Resenha | O vento da noite

Título: O vento da noite (edição bilíngue)
Autora: Emily Brontë
Tradução: Lúcio Cardoso
Editora: Civilização Brasileira
Páginas: 154
Gênero: Poemas
Publicação original: 1944
Ano: 2016
Skoob

(Cortesia da editora)

Sinopse: Único livro no país que reúne exclusivamente a poesia de Emily Brontë, autora de O morro dos ventos uivante, este volume traz 33 poemas da escritora inglesa. Publicado no Brasil originalmente em 1944, como parte da primorosa Coleção Rubáiyát, da editora José Olympio, “O Vento da Noite”, traduzido por Lúcio Cardoso, retorna em edição bilíngue pela Civilização Brasileira. É uma bela oportunidade de reviver o encontro entre dois grandes nomes na literatura e de observar as especificidades que permeiam os processos de criação do autor e do tradutor – uma relação marcada pela sensibilidade, intimidade, escuta e delicadeza. A edição é organizada e apresentada por Ésio Macedo Ribeiro, organizador dos Diários, de Lúcio Cardoso. A prestigiada tradutora Denise Bottman assina o texto de orelha.

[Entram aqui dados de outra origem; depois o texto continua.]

PR #1613, opened 2016-03-06
Fixes viewalltags dialog to show tags with unicode characters.

HelioGuilherme66:
The View All Tags dialog would not show if there are Tags with unicode characters. This PR fixes this.


yanne:
Thanks, this works perfectly.

PR #1621, opened 2016-03-17
Fixes delete and rename tags from View All Tags dialog (regression)

HelioGuilherme66:
Fixes delete and rename tags from View All Tags dialog due to renaming of variable self._tagit to self._tags.

This was introduced with commit cda9fedaf2f0ecc89b30af390f60725cef7dcf08


HelioGuilherme66:
Closing because this fix is included in #1580.

PR #1610, opened 2016-02-29
Wx python3 compatibility

HelioGuilherme66:
Merge from master.

PR #1632, opened 2016-05-03
1629 - RIDE will not run in ubuntu 16.04

timjohncurtis:
- Ubuntu 16.04 runs the 3.x wx libraries from the xenial repositories,
  and it seems the wx.RGBcolour object has been deprecated. So I have
  converted it to use the base wx.Colour object, converting the hex
  to 3 part RGB
- 'invoke test' now passes all tests with this change in place

### DIFF
--- a/src/robotide/ui/tree.py
+++ b/src/robotide/ui/tree.py
@@ -304,7 +304,7 @@ class Tree(treemixin.DragAndDrop, customtreectrl.CustomTreeCtrl,
 
         if isinstance(controller, ResourceFileController):
             if not controller.is_used():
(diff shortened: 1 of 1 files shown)


sdesbure:
+1 with this pull request so I can use RIDE on debian stretch!

HelioGuilherme66:
We have this fixed in PR #1610. You may install from https://github.com/HelioGuilherme66/RIDE/releases/tag/v2.0a2 with command:
`pip install -U https://github.com/HelioGuilherme66/RIDE/archive/v2.0a2.tar.gz`

PR #1663, opened 2016-10-24
Added context menu items

StefanIGit:
- for remove read only attribute (I think its cross plattfrom, but only
  tested on win 7 x64)
  -> could be improved the be active only on read only files
- for open containing folder ( only working on win32, , but only tested
  on win 7 x64)

### DIFF
--- a/src/robotide/controller/commands.py
+++ b/src/robotide/controller/commands.py
@@ -485,7 +485,17 @@ class DeleteFile(_Command):
         context.remove_from_filesystem()
         context.remove()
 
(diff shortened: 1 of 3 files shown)


HelioGuilherme66:
@StefanIGit I confirm that changing the read only attribute is also working on Linux. If you would like to try my changes to your PR, please see https://github.com/HelioGuilherme66/RIDE/tree/context_menu_items_%231663 . You'll have to pick only the filecontrollers.py changes.

It would be interesting if anyone could confirm if calling "Finder" is working on Mac OS.

PR #1679, opened 2017-01-20
Adds "context" to invoke>=0.13 methods.

HelioGuilherme66:
This is required for newest invoke.


HelioGuilherme66:
@pekkaklarck @yanne This is the same fix as done on `robotframework`.

PR #1698, opened 2017-05-29
Direct pythonpath order

gaal-dev:
Hello.

There is an error in src/robotide/namespace/namespace.py. For example pythonpath contains [u'[path1]', u'[path2]', u'[path3]']. The running script gets this pythonpath but when a library is imported namespace.py: _set_pythonpath reverses this order.

`    def _set_pythonpath(self):
        """Add user configured paths to PYTHONAPATH.
        """
        for path in self._settings.get('pythonpath', []):
            if path not in sys.path:
                normalized = path.replace('/', os.sep)
                sys.path.insert(0, normalized)
                RideLogMessage(u'Inserted \'{0}\' to sys.path.'
                               .format(normalized)).publish()`

sys.path[0] == u'[path3]'
sys.path[0] == u'[path2]'
sys.path[0] == u'[path1]'

We mock some scripts for testing, the robot libraries can't be imported and keyword autocompletion is broken, but tests work because they use the right pythonpath.


HelioGuilherme66:
I will use this PR on my fork. Thanks!

gaal-dev:
2 HelioGuilherme66

Take today version. I was busy today and made a little mistyping because it's a copy of my working version. (I put RIDE to a Docker container because RIDE still uses wxPython 2.8 and replaced namespace.py there. It works fine now:))

Issue #1845, opened 2019-03-01
Grid editor issues on new RIDE


Soothsilver:
I noticed the following differences from RIDE 1.5.2.1:

- When you hold Ctrl over a keyword, it no longer shows quick documentation.
- You cannot click the quick documentation window to have it persist (and potentially expand) while mousing over a keyword.
- The default width of column is smaller.
- When you change the width of a column, the width returns back to its automatic size as soon as you perform another action. Previously, it stayed until you switched to another test case.
- When you change the width of columns in a way that the text now fits one line, the grid row still takes up more space than a standard row if previously it was multiline. On RIDE 1.5.2.1, the grid row height adjusted.

PR #1846, opened 2019-03-04
Grid editor fixes

2Eagle2:
some fixes on grid editor:
- content assist when cancelled by ESC return correct value
- when content assist is invoked the existing contents is not cleared
- holding ctrl and hover over keyword show its information (the ctrl + M keyword is also working for backward compatibility )
- tooltips is no longer shown on other (wrong) tabs
- some idle event crashes fix.


2Eagle2:
it fix a few bugs described in issue #1845

HelioGuilherme66:
Thanks!

Issue #1819, opened 2019-02-04
Column sizing on Mac doesn't work.


technigirl:
I don't know if this a "new" issue or not, as this is my first time using RIDE on Mac, but the column sizing doesn't appear to work.  This makes the word wrap bothersome, mainly because the column size is not wide enough.  The wrap occurs before the end of the text is reached, and when I try to manually adjust the column size, the column size returns back to the automatic size when I save.  See attached picture.

I am using Mac OSX (Mojave), and Ride 1.74dev on Python3.7.
![screen shot 2019-02-04 at 3 45 33 pm](https://user-images.githubusercontent.com/6920990/52239636-8e595200-2894-11e9-9db8-8d2250e2f1b8.png)

The issue occurs even if I uncheck the "Autosize columns" box in Preferences.  Manually adjusting the default column width in Preferences also doesn't help.

technigirl:
I can work around this by unchecking Autosize in Preferences, so I don't think it's really a major issue.

technigirl:
Yes, you can install it, it is just the pip install that is broken.  You have to follow these steps:

pip install -U -r https://raw.githubusercontent.com/robotframework/RIDE/master/requirements.txt
<download code from here>
python setup.py build
python setup.py install

qupan:
Thank you,I'll try it tonight.

Nyral:
@technigirl Can you try this again with latest release? Wrapping should work differently.

technigirl:
@Nyral the word wrap and spacing problems that I reported here are resolved with the latest release.  Closing.

Nyral:
@technigirl Thank you for checking!

PR #1848, opened 2019-03-09
fix cells size in Grid editor

2Eagle2:
created cell renderer for managing size of cells in grid editor.
The values in preferences/grid now apply

Please check if the proposed behaviour is according your expectation


2Eagle2:
There is also bug in setting values in grid/preferrences - see https://github.com/wxWidgets/Phoenix/issues/1179

2Eagle2:
this patch fixes issues reported in #1845 #1819

Issue #1739, opened 2018-03-08
I'm unable to select text in cell 


MarcinJan:
I change my computer it's now running Windows 10. I don't know if Windows 10 is a reason but I have very annoying problem. I'm unable to partly select text in cell during editing. Can you help. No problem on my old computer with the same versions (Python, wxPython and ride)
![capture](https://user-images.githubusercontent.com/16239169/37140717-0440f998-22b3-11e8-8244-bb19e742dba3.PNG)

HelioGuilherme66:
@MarcinJan This problem only happens in Windows 10, with *all* versions of wxPython including latest 4.0.2 (alpha). This problem existed on Linux but it was fixed there (on my fork).
This is really a problem with RIDE and even on my fork's development branch is present. If I fix it I'll announce here.

hyh162213:
> > @MarcinJan This problem only happens in Windows 10, with _all_ versions of wxPython including latest 4.0.2 (alpha). This problem existed on Linux but it was fixed there (on my fork).
> > This is really a problem with RIDE and even on my fork's development branch is present. If I fix it I'll announce here.
> 
> May I ask a little question about the main menu of ride?
> I used ride 1.5.2.1&python2,the very old version,and now I change to ride 1.7.3.1&python3.
> When I change the ride version,I find the default width project tree on the left much smaller;
> and the grid of the keywords place much mini to input words.
> But I see some other user grid cell size looks normally,I want to change the grid size just like the pic above,any ideas please.
> My Environment is win10,python3.7.2,wxpython 4.0.4,robotframework 3.1.1,ride 1.7.3.1
> ![image](https://user-images.githubusercontent.com/46335731/51821949-b6d1d100-2315-11e9-93fe-23053eac8b14.png)

especially every time I click "save",the size of the grid I pulled bigger then get small again,it is so annoyed for me.

alepo239:
Does anyone know if this is a base issue with all of wxPython on Windows 10 or a RIDE problem?

HelioGuilherme66:
@alepo239 This is most likely RIDE's problem. You can confirm that the demo for wxPython, Custom Grid (download demo package and try), the selection of text in cells is visible.

Nyral:
This is RIDE problem. wxPython demo works fine on Windows 10.

HelioGuilherme66:
@MarcinJan You can see that fixed in current development version:
```
pip install -U https://github.com/robotframework/RIDE/archive/master.zip
```

[...]

PR #1897, opened 2019-05-05
 Fix for ticket #1739

Nyral:
I commented the function that was causing the text selection issue on windows 10.

I could have added a platform check, to skip the function only on windows 10, but I didn't notice any difference in behavior between windows 7 and windows 10. So my guess is that it's not really needed.

Expected behavior: After double clicking on the text inside a cell, the entire text should get selected. Typing characters should overwrite the text. Trying to select only a part of the text should also work.
Please check this behavior again on your side (on linux/win7/win10).


HelioGuilherme66:
There is no interference on Linux.

Issue #1857, opened 2019-03-28
Duplicate save button


zerazeon:
![DuplicateSaveButton](https://user-images.githubusercontent.com/48998198/55130604-113cb180-514e-11e9-9df6-d6595f341a6b.png)

RIDE v1.7.3.1

HelioGuilherme66:
Fixed by #1902

PR #1902, opened 2019-05-09
Fix issue  #1857: Duplicate save button

Nyral:
Removed duplicate code.


HelioGuilherme66:
I know we don't have a template for PRs, but you should know that is better to create a branch for the fix and PR, because it is easier to manage in merges to master.
Thanks.

Nyral:
Okay, got it.

Issue #1888, opened 2019-04-30
Tags events aren't working properly


Nyral:
For example, if I select a tag to edit and then select another one. The previous tag remains selected.

![image](https://user-images.githubusercontent.com/39315668/56958609-64da5a80-6b53-11e9-8cf8-6be4527a8c10.png)

The issue is caused by the OnKillFocus() function.
Originally from here: https://github.com/HelioGuilherme66/RIDE/issues/51

Nyral:
fixed and merged

Nyral:
After this fix, if you try to delete a tag on Windows 10 then RIDE will crash. I'm reopening this ticket in order to rethink the solution for this issue.

Nyral:
[More info here](https://wiki.wxpython.org/Surviving%20with%20wxEVT%20KILL%20FOCUS%20under%20Microsoft%20Windows) about why this crash was occuring.

PR #1908, opened 2019-05-12
Alternate fix for issue #1888

Nyral:
This solution should fix the issue for all platforms.
It will also not cause any crashes.


HelioGuilherme66:
Still got a crash :(

Issue #1909, opened 2019-05-13
RIDE does not allow to create .resource resource files extension


himperion92:
Since robotframework-3.1.1 you can use new ".resource" extension but RIDE does not allow to create this type of file netiher to import it as an external resource. Release notes: https://github.com/robotframework/robotframework/blob/master/doc/releasenotes/rf-3.1rc2.rst#new-resource-extension-for-resource-files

Emily Brontë foi uma autora consagrada por seu romance "O morro dos ventos uivantes", do qual não sou a maior fã. Mas hoje, adoro tudo que se refere as irmãs Brontë e saber sobre essa edição bilíngue com poemas de Emily, traduzidos originalmente em 1944 por Lúcio Cardoso, só me fez desejar a leitura.


Para meu deleite, os poemas são lindos e fortes. Em sua grande maioria falam de desesperanças, esperas, dores, almas solitárias, morte e vida eterna. Não são poemas incrivelmente românticos. Na verdade são dolorosamente pessimistas, o que nos leva a pensar se eram reflexos da vida da autora, uma vez que sinto que poemas são escritas tão íntimas do próprio coração.

Essa obra possui 33 poemas da Emily, que foram escolhidos na verdade pelo tradutor, que ousou corajosamente transcrever seus poemas para o português. Com essa edição bilíngue é possível ler a escrita original e logo ao lado a tradução de Lúcio, que não segue estritamente os originais. Não sou muito fluente no inglês, mas é possível notar a sutil diferença em alguns poemas e algumas maiores em outros. Porém, é isso que tornou a obra bela, forte e prazerosa.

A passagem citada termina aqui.